The study appears this week in the online edition of the Proceedings of the National Academy of Sciences.
Their work relies on established techniques of phylogenetic analysis developed in the past decade to plot the evolution of genes and organisms but which have never before been used to work out the evolutionary history of protein architecture across biological networks.
"We are interested in how structure evolves, not how organisms evolve," said professor of crop sciences Gustavo Caetano-Anollés, principal researcher on the study, which was co-written by graduate student Hee Shin Kim and emeritus professor of cell and developmental biology Jay E. Mittenthal. "We are using the techniques of phylogenetic analysis that systematicists used to build the tree of life, and we are applying it to a biochemical problem, a systems biology problem."
To get at the roots of protein evolution, the researchers examined metabolic proteins at the level of their component structures: easily recognizable folds in the proteins that have known enzymatic activities. These protein domains catalyze a range of functions, breaking down or combining metabolites, small molecules that include the building blocks of all life.
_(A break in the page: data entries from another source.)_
PR #1170, opened 2020-04-01
Add note about the use of `args`

### LINKED ISSUE #1037: Field argument names conflict with constructor arguments
The [current implementation](https://github.com/graphql-python/graphene/blob/167c8c203cc2607fd3b80359de4b6064ac2e5234/graphene/types/field.py#L63) of `Field`'s constructor handles arguments named `name` or `source` that are of `Argument` type but does not do the same for the rest of them (e.g. `description` or `required`).

For example, this fails as follows:
```python
import graphene

    answer = graphene.Int(description=graphene.Int())
    def resolve_answer(self, info, description):
        return description

result = schema.execute('{ answer(description: 42) }')

assert result.data
assert result.data['answer'] == 42
```

jkimbo:
Closes #1037

### DIFF
--- a/graphene/types/field.py
+++ b/graphene/types/field.py
@@ -40,11 +40,12 @@ class Field(MountedType):
             last_name = graphene.Field(String, description='Surname')  # explicitly mounted as Field
 
     args:
-        type (class for a graphene.UnmountedType): must be a class (not an instance) of an
+        type (class for a graphene.UnmountedType): Must be a class (not an instance) of an
             unmounted graphene type (ex. scalar or object) which is used for the type of this
             field in the GraphQL schema.
-        args (optional, Dict[str, graphene.Argument]): arguments that can be input to the field.
-            Prefer to use **extra_args.
+        args (optional, Dict[str, graphene.Argument]): Arguments that can be input to the field.
+            Prefer to use ``**extra_args``, unless you use an argument name that clashes with one
+            of the Field arguments presented here (see :ref:`example<Scalars>`).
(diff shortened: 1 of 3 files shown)


tdiam:
Some proposed changes [here](https://github.com/graphql-python/graphene/compare/update-docs-field-args...tdiam:update-docs-field-args).

jkimbo:
Thanks @tdiam . Updated with your suggestions

graphene/types/field.py
```diff
@@ -40,11 +40,12 @@ class Person(ObjectType):
...
     args:
-        type (class for a graphene.UnmountedType): must be a class (not an instance) of an
+        type (class for a graphene.UnmountedType): Must be a class (not an instance) of an
             unmounted graphene type (ex. scalar or object) which is used for the type of this
             field in the GraphQL schema.
-        args (optional, Dict[str, graphene.Argument]): arguments that can be input to the field.
-            Prefer to use **extra_args.
+        args (optional, Dict[str, graphene.Argument]): Arguments that can be input to the field.
+            Prefer to use ``**extra_args``, unless you use an argument name that clashes with one
+            of the Field arguments presented here (see :ref:`example<Scalars>`).
```
tdiam, line 48: `Scalars`: Don't you mean `ObjectType` where the example for using `args` is?

jkimbo: Hmm yeah I was actually thinking the Scalars page had a nice list of the reserved but I think you're right: it makes sense to point back to the ObjectType page.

Their findings relied on a fundamental assumption: that the most widely utilized protein folds (they looked at proteins in more than 200 species) were also the most ancient.
"Protein architecture has preserved ancient structural designs as fossils of ancient biochemistries," the authors wrote.
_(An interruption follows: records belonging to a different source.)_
PR #1173, opened 2020-04-03
Section added `GraphQL testing clients`

Nishchit14:


syrusakbary:
While I think is useful to add docs about different testing clients, I don't think the main README is the place for it. At the same time, I had a different thing in mind when thinking about testing clients.

Perhaps I think this PR will be better in a project exposing different visual GraphQL clients (instead of than in backend projects like Graphene).

Also, great work on Firecamp, I didn't know it existed until today!

Nishchit14:
Thank you for reviewing the PR @syrusakbary, I completely understand your view here.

The team used data from two international compilations of genetic and proteomic information: the metabolic pathways database of the Kyoto Encyclopedia of Genes and Genomes, and the Structural Classification of Proteins database. They combined these two data sets with phylogenetic reconstructions, or family trees, of protein fold architectures in metabolism. They created a new database, called the Molecular Ancestry Network (MANET: http://www.manet.uiuc.edu/index.php) which links these data sources into a new global network diagram of metabolic pathways.
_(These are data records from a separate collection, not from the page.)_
PR #1176, opened 2020-04-08
Fixed code error in document

asvrada:
Changed JavaScript syntax to Python one.

### DIFF
--- a/docs/relay/mutations.rst
+++ b/docs/relay/mutations.rst
@@ -22,8 +22,8 @@ subclass of ``relay.ClientIDMutation``.
 
         @classmethod
         def mutate_and_get_payload(cls, root, info, **input):
-            ship_name = input.ship_name
-            faction_id = input.faction_id
+            ship_name = input["ship_name"]
+            faction_id = input["faction_id"]
             ship = create_ship(ship_name, faction_id)
             faction = get_faction(faction_id)
             return IntroduceShip(ship=ship, faction=faction)


syrusakbary:
I'm not sure if I understand. Using object attributes is also Pythonic, in fact we did the addition that resolver arguments are inside a python object (instead of a dict) to make it much easier to reason about.

I'm curious to hear thoughts from more people here

asvrada:
Using object attributes won't work in my project, might be I did something wrong, could you have a look? Thanks!

```python
# schema.py
class CreateIcon(relay.ClientIDMutation):
    class Input:
        keyword = graphene.String(required=True)
        path = graphene.String(required=True)

    # output
    icon = graphene.Field(IconType)

    @classmethod
    def mutate_and_get_payload(cls, root, info, **payload):
        keyword = payload.keyword
        path = payload["path"]
        icon = models.Icon.objects.create(keyword=keyword, path=path)
        return CreateIcon(icon=icon)

class Mutation(graphene.ObjectType):
    create_icon = CreateIcon.Field()
```
Would throw error:

```
Bad Request: /graphql/
[13/Apr/2020 xx:48:18] "POST /graphql/ HTTP/1.1" 400 116
Traceback (most recent call last):
  File "yyy/python3.7/site-packages/promise/promise.py", line 489, in _resolve_from_executor
    executor(resolve, reject)
  File "yyy/python3.7/site-packages/promise/promise.py", line 756, in executor
    return resolve(f(*args, **kwargs))
  File "yyy/python3.7/site-packages/graphql/execution/middleware.py", line 75, in make_it_promise
    return next(*args, **kwargs)
  File "yyy/python3.7/site-packages/graphene/relay/mutation.py", line 70, in mutate
    result = cls.mutate_and_get_payload(root, info, **input)
  File "xxx/bill/schema.py", line 83, in mutate_and_get_payload
    keyword = payload.keyword
graphql.error.located_error.GraphQLLocatedError: 'dict' object has no attribute 'keyword'

```

hf-krechan:
I have the same error.
It would be nice to use the attribute notations. So the IDE and linter-tools could support you.
Maybe one could make use of the `namedtuple` to create an object from a dictionary behind the scences:
```python
from collections import namedtuple

input = {'first_name': 'Arty', 'last_name': 'Fischel'}
input_object = namedtuple('input_object', input.keys())(*input.values())
print(input_object.first_name)
```

But for now I would stick to the `input.get("first_name")` approach to avoid errors.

The researchers added color, representing evolutionary age, to their diagrams of metabolic networks (for an example, see the purine metabolism network in MANET). The result is a multicolored mosaic of protein fold evolution. The mosaic shows that modern metabolic networks ?and even individual enzymes ?are composed of both very ancient and much more recent protein architectures.
"This mosaic is telling you that the new enzymes and old enzymes are together performing side by side," Caetano-Anollés said. "In some cases in the same protein you have old domains and new domains working together."
This finding supports the hypothesis that protein architectures that perform one function are often recruited to perform new tasks.
The new, global family tree of protein architecture also revealed that many metabolic protein folds are quite ancient: These architectures were found to be quite common in all the species of bacteria, animals, plants, fungi, protists and archaea the researchers analyzed.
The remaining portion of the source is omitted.